◆ Required action
For this exercise, copy each line of the records that contains the word "previously".

Collected data
Issue #7245, opened 2026-02-16
OpenAI API Host falls back to default when saving other fields


bavadim:
## Problem
In OpenAI provider settings, updating another field and saving can make the effective `API Host` fall back to the default host, even if the `API Host` field itself was not changed.

The UI may still show the previously entered `API Host`, which hides the regression.

## Impact
Requests are sent to the default OpenAI endpoint instead of the user-configured host (proxy/self-hosted gateway), causing unexpected routing and failures.

## Steps to Reproduce
1. Open **OpenAI** provider settings.
2. Set a custom value in **API Host** and save.
3. Reopen OpenAI settings.
4. Change any field **except** `API Host` (for example API key), then click **Save**.
5. Validate effective config by making a request / running provider validation and checking which host is used.

## Expected
If `API Host` was not edited, its previously saved custom value remains the effective runtime host.

## Actual
After saving changes to another field, effective host can revert to OpenAI default while UI still shows the old custom `API Host` text.

## Scope
Provider settings save flow in desktop UI (confirmed with OpenAI `API Host`).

◆ Reply to the exercise
The UI may still show the previously entered `API Host`, which hides the regression.
If `API Host` was not edited, its previously saved custom value remains the effective runtime host.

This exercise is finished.